Gunnar Stålset, former bishop of Oslo and member of the Norwegian Nobel Committee. Photo: Hans Fredrik Asbjørnsen/Kirken.no

An 84-year-old former bishop of Oslo, Gunnar Stålsett, was ordered to appear in court because he illegally employed a woman from Eritrea who’d been denied asylum and wound up as an undocumented and rejected refugee.

Norwegian police want Stålsett sentenced to 45 days in jail. Stålsett has been a member of the Norwegian Nobel Committee and is also active in international peace efforts.

Stålsett told reporters that he was practicing “a form of civil disobedience for which I’ll take responsibility. It’s directed at what I view as an immoral law.”

He said to local newspapers: “I’m willing to take on that burden. It’s nothing compared with what undocumented immigrants have gone through for decades in Norway. They live in fear every day.”

Stålsett wants the law to be changed, calling it “immoral” because it leaves rejected refugees stranded in Norway with no working permission, no place to live, and no access to health care or social benefits.

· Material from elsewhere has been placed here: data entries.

PR #8528, opened 2026-09-15
Keep tensor scheduler state independent of optimizer updates

vineethsaivs:
Using a live optimizer LR tensor as a schedule boundary makes later rates drift. Returning that same tensor from `get_last_lr()` also changes values callers already captured.

Clone tensor-valued bounds and the values saved after each scheduler step. Captured rates remain stable, and modifying them cannot change the optimizer LR.

Test: `DS_ACCELERATOR=cpu PYTHONPATH=. python -m pytest tests/unit/runtime/test_lr_schedulers.py -k 'tensor_snapshot or tensor_lr_bound' -q`. Thirteen CPU tests pass, including real SGD updates. The five new snapshot cases fail before this follow-up. Changed-file pre-commit passes. Apple M2 Pro CPU; no distributed run.


ebarkhordar (commented):
I ran this at `a720309e` in a clean container (`python:3.12-slim`, torch 2.14.0+cpu, `pip install --no-deps -e .`). The bound fix does what it says. There is one more alias of the same shape just below it that the PR leaves in place.

`update_lr` returns `[group['lr'] for group in param_groups]` at lr_schedules.py:283, and all four schedulers store that as `_last_lr` and hand it straight back from `get_last_lr()`. On the float path :282 rebinds, so a caller gets a snapshot. On the tensor path :280 fills the live optimizer tensor in place, so the list the caller is holding moves under them:

```
float lr  : captured get_last_lr() = [0.1] -> after one more step() the same object reads [0.1]
tensor lr : captured get_last_lr() = [0.1] -> after one more step() the same object reads [0.2]
```

That is WarmupLR with `warmup_min_lr=lr`, `warmup_max_lr=0.3`, `warmup_num_steps=2`, captured after `step(0)` and read again after `step(1)`.

It is the same float versus tensor asymmetry your `_format_param` change closes for bounds, so it looks in scope here: a `.clone()` at :283, or in `get_last_lr`.

On where to put it, the only in-tree consumer is `variable_batch_size_and_lr.py:288`, which restores `get_last_lr()` onto the param groups before stepping the base scheduler. It does not look sensitive either way, since `scale_lr` at :154 rebinds rather than filling in place, so its saved list holds the unscaled value under both behaviours. I read that path, I did not run it.

Not checked: GPU, and I did not run the wider suite.

vineethsaivs:
Fixed in 3edc4af5. `get_last_lr()` now keeps a snapshot across later steps, and modifying it cannot change the optimizer LR. All 13 focused CPU tests pass.

ebarkhordar:
Confirmed at 3edc4af5 in a clean container (torch 2.8.0+cpu). I checked the thing most likely to break, which is whether cloning the reported value costs you the in-place update the tensor path exists for. It does not: the optimizer still holds the caller's own tensor and still fills it in place.

```
a720309e  WarmupLR  captured_is_snapshot=False  user_tensor_still_bound=True  mutate_reported_safe=False
3edc4af5  WarmupLR  captured_is_snapshot=True   user_tensor_still_bound=True  mutate_reported_safe=True
```

Same on WarmupDecayLR, LRRangeTest, OneCycle and WarmupCosineLR, and the float path still reports a plain float.

I also re-read `variable_batch_size_and_lr.py` step(), where `get_last_lr()` is written back onto the param groups: it rebinds through `scale_lr` on the next loop either way, so the clone does not change what that path ends up with. I read it and did not run it, and nothing here was on GPU.

vineethsaivs:
Thanks for running it down, the in-place path was the part I was least sure survived the clone.

PR #8530, opened 2026-09-15
Fix ZeRO-3 checkpoint conversion with --debug

vineethsaivs:
The checkpoint converter crashes with `--debug` on ZeRO-3 checkpoints.

`_zero3_merge_trainable_params` receives each rank's optimizer groups as a list and the debug block treats it as a tensor, reading `.shape` and `.numel()` off the list. Print the per-group shapes instead, the way the ZeRO-2 debug block above it already does, and drop the `avail_numel` reassignment: it recomputed, wrongly, a value the top of the function already has.

Tests: `DS_ACCELERATOR=cpu python -m pytest tests/unit/checkpoint/test_convert_checkpoint.py -k 'not TestCheckpointConvert' -q`. Debug export fails before. Five converter tests pass after. A separate real ZeRO-3 Adam step with two parameter groups, checkpoint save and debug export produces matching weights. Changed-file pre-commit passes. Apple M2 Pro CPU, PyTorch 2.10, one-rank Gloo; no GPU run.


vineethsaivs:
Could a maintainer approve CI for this PR? The focused regression tests and repository lint checks pass locally.

alanhuangyoo (commented):
Ran your test on CPU both ways: master dies at the same `AttributeError: 'list' object has no attribute 'shape'`, passes on this branch.

One thing worth adding to the description: the `avail_numel` line you removed wasn't only crashing. It replaced the correct group sum from the top of the function with `fp32_flat_groups[0].numel()`, and `avail_numel` is what the `offset != avail_numel` check at the end compares against, so with `--debug` that check was looking at the wrong number too.

The zero-2 debug block at :317 already prints shapes per group, so this just brings stage 3 in line.

vineethsaivs:
Good catch, added to the description: the shadowed `avail_numel` also fed the `offset != avail_numel` sanity check at the end, so under `--debug` that check was comparing against the wrong number. Thanks for running it.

In a comment, Rev. Dr Olav Fykse Tveit, general secretary of the World Council of Churches, says: ”Gunnar Stålsett has respectfully followed his conscience. That is what we should do when important principles and basic values, which we stand up for as church and nation, are at stake. It must be possible, also in Norway, to ensure all legal immigrants a decent life and the right to work, and at the same time protect non-returnable asylum seekers and others against cynical exploitation of their labour, and prevent illicit work”.